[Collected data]
-----
PR #3911, opened 2015-12-29
Avoid nested ternary

captbaritone:
While looking into adding the "no-nested-ternary" ESLint rule, I realized that this logic could be refactored a bit.

This nested ternary was introduced in pull request #3875 in order to handle falsy returns from `parse()`.

This refactor avoids the nested ternary and also makes the intent clearer by associating the empty array directly with `parse()`'s return.

It also more narrowly handles the falsy case (we never intended to allow you call `set(0)` for example.)

The only down side I can see is that if `parse()` returns falsy, we will unnecessarily slice/clone the empty array we just created.

(@jridgewell)

### DIFF
--- a/backbone.js
+++ b/backbone.js
@@ -822,10 +822,12 @@
       if (models == null) return;
 
       options = _.defaults({}, options, setOptions);
-      if (options.parse && !this._isModel(models)) models = this.parse(models, options);
+      if (options.parse && !this._isModel(models)) {
+        models = this.parse(models, options) || [];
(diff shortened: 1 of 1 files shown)


akre54:
Slicing the empty array doesn't seem like a big deal to me (nor a particularly common case). Looks good. Thanks.

jridgewell:
@akre54: Did you mean to merge this?

akre54:
I did :sleeping:

PR #1732, opened 2019-12-20
feat: Better add alert button

ptbrowne:
- Smaller
   - Detached from the rest with a margin
   - "Ajouter une alerte" instead of "Créer une alerte" in French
-----
### Your instructions
From the line that contains "if (models == null) return;" through the last line of the records above, copy every line exactly and leave out the rest.

### Solution to the problem
       if (models == null) return;
 
       options = _.defaults({}, options, setOptions);
-      if (options.parse && !this._isModel(models)) models = this.parse(models, options);
+      if (options.parse && !this._isModel(models)) {
+        models = this.parse(models, options) || [];
(diff shortened: 1 of 1 files shown)


akre54:
Slicing the empty array doesn't seem like a big deal to me (nor a particularly common case). Looks good. Thanks.

jridgewell:
@akre54: Did you mean to merge this?

akre54:
I did :sleeping:

PR #1732, opened 2019-12-20
feat: Better add alert button

ptbrowne:
- Smaller
   - Detached from the rest with a margin
   - "Ajouter une alerte" instead of "Créer une alerte" in French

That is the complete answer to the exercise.